One of the first questions I typically receive when I discuss our dynamic, volatility-adjusted momentum models is whether the dynamic window driving our models simply contracts when volatility increases in the market and expands when volatility declines. I think it is because most people associate "volatility" with "risk."

Volatility and risk are not quite the same thing -- a fact that has been repeated *ad nauseam* in the quant blogosphere, but still bears repeating. Volatility is a statistical measure of dispersion; risk is an intrinsic characteristic. We often use volatility as a *proxy* for risk, but they aren't the same thing.

If we consider standard financial pricing theory, the current stock price should represent the probability-weighted, discounted future cash flows under all future scenarios. This means that the current stock price should take into account things like the probability of the CEO being hit by a bus (a real risk) and the effect on future cash flow that the event would have. Therefore, large changes in price without significant changes in information (*in my opinion, this part is critical) *means that the market is having difficulty reaching agreement on a forecast. So volatility doesn't mean more *risk:* it just means the market can't agree as to what the future looks like. A lot of people interpret this as market uncertainty, but it does not necessarily imply uncertainty: it may just be several very certain parties in disagreement. Consider Carl Icahn and Bill Ackman's recent public battle about the future of Herbalife: both parties were staunch in their entirely opposite viewpoints.
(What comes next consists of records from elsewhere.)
PR #987, opened 2024-08-03
[WIP] fail when repository cannot init

tomkralidis:
# Overview
This PR causes pycsw to fail on repository initialization if a connection cannot be made to the underlying metadata repository (current behaviour fails silently on repository init, and provides misleading error on subsequent interactions with `self.repository`).

# Related Issue / Discussion
None
# Additional Information
None
# Contributions and Licensing

### DIFF
--- a/pycsw/server.py
+++ b/pycsw/server.py
@@ -425,8 +425,8 @@ class Csw(object):
                     except:
                         LOGGER.debug(f'Repository not loaded retry connection {max_attempts}')
                         max_attempts += 1
-                if not connection_done:
-                    raise
+                        if max_attempts == self.max_retries:
+                            raise
             except Exception as err:
                 msg = 'Could not load repository (local): %s' % err
                 LOGGER.exception(msg)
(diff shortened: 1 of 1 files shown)


tomkralidis:
@epifanio see the 3 commits in this PR which represent different approaches that you can test in your deployment when you have a chance:
- 2391ff9cf79eaf58a6eb42a43cb8f64a3d447c96: IMHO this will not work because the repo init will fail on the first load
- 0bd11f5db2f2f7aa6ec00f0b3dd72eaef6ad4aa5: pycsw fails fast, and the server will not start (hard stop).  Not sure if this is too strict of an approach
- a2899098531aa02171018dd2f3a4abbc29a7bb07: raises on last attempt, throws error (server will not start, hard stop)

cc @kalxas @ricardogsilva

DK96-OS:
Only 0bd11f5 makes sense in the while loop context. The other commits would be better if they removed the while loop.

tomkralidis:
Still valid/in scope.

tomkralidis:
still in scope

Volatility can often serve as a *proxy *for risk -- especially in rank-ordering securities -- but does not necessarily capture all risks. As an example, consider a firm that is entertaining a buyout offer. Price will typically spike towards the buyout price and volatility will dry up. The uncertainty of the deal will not be measured by volatility, but rather in the discount the security trades at relative to the offer price. Despite low levels of volatility, the security still has considerable *jump risk* due to the deal falling through. The lack of volatility simply means that the market is agreeing on the future event probabilities and their impacts.

From a mathematical perspective, high volatility *can *mean higher probability of loss. If we return to our meaning of volatility under standard pricing theory, buying without an informed view as to whether a security is trading at a discount or premium means that we are taking a gamble that the market will ultimately conclude that the outlook for the company is rosier than it was when we bought it. A historically high level of dispersion in security price means that we stand to either make or lose a lot in our gamble. Modeling a stock price as a continuous geometric Brownian motion, we can estimate the probability of a drawdown as a function of volatility (For a continuous geometric Brownian motion with drift μ and volatility σ, define Γ=2μ/σ^2. The probability of a drawdown greater than D can be approximated as p = [1 / (1 - D)]^(-Γ)). It should not come as a surprise that as volatility increases, so does the probability of larger and larger drawdowns.

To return to the original question that sparked this post, our models do not tighten up as volatility increases and loosen up as volatility decreases. The reason is because our models are trying to distill the true underlying trend (i.e. the risk premium being paid). Increasing volatility does not imply greater *risk,* just greater uncertainty or disagreement about those risks. Therefore tightening our models under these scenarios would likely lead to more whipsaw. Instead, our dynamic window is driven by a more nuanced process: the ratio of signal (trendiness) to noise (volatility) in the market place. If volatility increases without a commensurate increase in trendiness, our window will actually *expand *to help average out the impact of the noise and surface the underlying trend. Likewise, if trendiness increases without a commensurate increase in volatility, our window will contract, allowing our models to react more quickly to trend changes while we can track them with greater certainty. Because our momentum models care about the *one realized path* and not the infinite possible paths a stock price could take, our interpretation of volatility is only to help determine whether a change in the realized path can be attributed to trend or noise.

Where volatility, as a pure measure, does frequently enter our process is as a sizing and positioning guide during portfolio construction. We always consider the case where the models driving our strategies fail to provide any informational advantage, or worse, put us at a disadvantage. From that perspective, we can return to the notion of putting on positions as a pure mathematical "gamble" and determine how much exposure we want for a given bet. Without an informational advantage, putting on large positions in several high-volatility positions can be a great way to rapidly wipe out our capital base.

So is volatility the same thing as risk? In one part of our process, the answer is very much no: volatility is uncertainty and we treat it as such. In another part of our process, the answer is very much yes: volatility is a proxy for potential loss of capital. A contradiction? I don't think so. When using volatility in your models, I think it is paramount to understand *why* you are using it and what property you are modeling when you use it: *market participant uncertainty about the future *or *the dispersion in the distribution of returns*.